Democracia está ficando impossível no ermo virtual em que vivemos. Se a metade da população não pode ouvir a outra metade, se torna impossível valorizar instituições, ter tribunais apolíticos, um serviço público professional ou consenso sobre crises meio ambientais ou sanitárias, como vem acontecendo no combate à corona vírus. Tornamo-nos incapazes de chegar a compromissos, decisões consensuais ou mesmo concordar sobre o que concordar ou o que estamos decidindo. Daí a razão porque milhões de americanos se recusam a aceitar os resultados da recente eleição presidencial, apesar da chancela de tribunais, oficiais eleitos republicanos e o próprio Congresso. Eleições presidenciais in países democráticos, como o Brasil, também estão sendo questionadas, mesmo antes de realizadas ou após certificadas como justas e livres.

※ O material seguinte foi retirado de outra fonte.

PR #33, opened 2014-12-17
add module product_unique_code and move sql_constraints from product_sequence to product_unique_code

chafique-delli:
.

PR #34, opened 2014-12-18
[ADD] product_unique_code.

LeartS:


product_unique_code/__openerp__.py
```diff
@@ -0,0 +1,43 @@
...
+##############################################################################
+
+
+{
+    'name': 'Product Unique Code',
+    'version': '1.0',
+    'category': 'Product',
+    'description': """
+Product Unique Codes
+===========================
```
pedrobaeza: Put same length of the title.

LeartS:
I'm actually surprised the build passes, considering there are products with duplicate default_code in the demo data and the module gives error during installation when that's the case, because it can't create the unique constraint.

pedrobaeza:
That error is bypassed by the Travis checks.

product_unique_code/product.py
```diff
@@ -0,0 +1,18 @@
...
+
+    _sql_constraints = [
+        ('unique_default_code',
+         'unique(default_code)',
+         'The code must be unique'),
+    ]
+
+    @api.one
+    def copy(self, default=None):
+        new_code = self.default_code + '-2'
```
gurneyalex: this will fail if you try to copy the same product twice as  you will end up with 2 products with dfefault_code = 'orig_code-2'

gurneyalex:
@Learts you need to patch the demo data in the demo data of your addon to fix the default code.

product_unique_code/product.py
LeartS: Yeah well, it will also fail if the user already has, for whatever reason, another product with default code `orig_code-2`.
Finding a pseudo-random "free" default_code is imo overkill, the user should edit the code anyway, `-2` is just to show a default value. The same way I don't think users leave `(Copy)` in the product name when they duplicate it.

Maybe it's better to add a specific error that tells them to change the code before duplicating the product again?

pedrobaeza: I will prefer to put field as not required, and with attribute copy=False to not propagate previous value. Constraint doesn't apply to duplicated null values.

gurneyalex: +1 for @pedrobaza's solution

LeartS: @pedrobaeza the unique constraint doesn't apply to null values at all, at least it seems from my tests.
But I've tested leaving `required=True` with `copy=False` (which I didn't know about, thanks!) and it seems like it works: it creates and opens in edit mode the duplicate, but doesn't let you save without specifying a code (but it lets you discard, in which case the duplicated product will have null code o,o)

So, `copy=False` works with both `required=True` or `required=False`. What's your opinion on this? Should unique code imply required code? Also keep in mind that with `required=True` the code field is highlighted, which might hint the user he should change the field.

sebastienbeau:
Hi I think it will be better to merge this previous merge here : https://github.com/OCA/product-attribute/pull/33
Which is a basic extraction of the unique_code feature in the product sequence module.
And than port this merge into 8 version and change the API.
Please also keep the copyright in the header ;)

LeartS:
The module is so small that I don't see any difference between writing it from scratch or "porting it" from v7, and surely faster than wait for another PR request to be reviewed and accepted.

Regarding the header, are you talking about the `product.py` file having no license/copyright notices at the start? Is there an OCA conventions on having those on every single .py file? I think having it on the __openerp__.py file is already [more than enough](http://hackerboss.com/get-rid-of-templates/)

yvaucher:
@LeartS I cannot remind of a talk about a convention on this

However, from what I can read on http://www.gnu.org/licenses/agpl-3.0.html

```
To do so, attach the following notices to the program. It is safest to attach them
to the start of each source file to most effectively state the exclusion of warranty;
and each file should have at least the "copyright" line and a pointer to where the full notice is found
```

You would at least something like that

```
# Copyright 2014 <author>
# <notice where to find full licence>
```

And this won't harm

```
# -*- coding: utf-8 -*-
```

Maybe it's time to talk about license on community mailing list?

LeartS:
> Maybe it's time to talk about license on community mailing list?

I think it's something that should be discussed. Can you start a thread about it?

clonedagain:
:-1: 
This is at least the third proposal for the same basic module here :
- https://github.com/OCA/product-attribute/pull/23
- https://github.com/OCA/product-attribute/pull/33

And the same feature exists also in the project "multi-company", only making it company-aware :
- https://github.com/OCA/multi-company/issues/8

Please stop, comment on existing proposals and let's converge.

yvaucher:
@LeartS https://lists.launchpad.net/openerp-community/msg07097.html talk launched here for license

Autocracias estendem as possibilidades das ferramentas desenvolvidas por empresas de tecnologia e como fazer uso delas. Autocratas, presentes ou aspirantes, manipulam algoritmos e promovem o uso de contas falsas para distorcer, intimidar e espalhar “fatos alternativos”. Um sistema online controlado por um pequeno grupo de empresas do Vale do Silício não é democrático, mas antes oligopolista, possivelmente oligárquico. Cabe aos verdadeiros democratas defender a sociedade de distorções criadas por algoritmos, promover políticas públicas transparentes, adversas ao abuso de forças antidemocráticas e uso de fake news, como cupins ameaçadores da nossa liberdade.
Palmarí H. de Lucena, membro da União Brasileira de Escritores
Sua crônica é magistral.
A abordagem histórico/filosófico da formação da sociedade e da distribuição de responsabilidades sociais e políticas entre representações governamentais, descortina o eixo do compreensão da democracia nos EUA.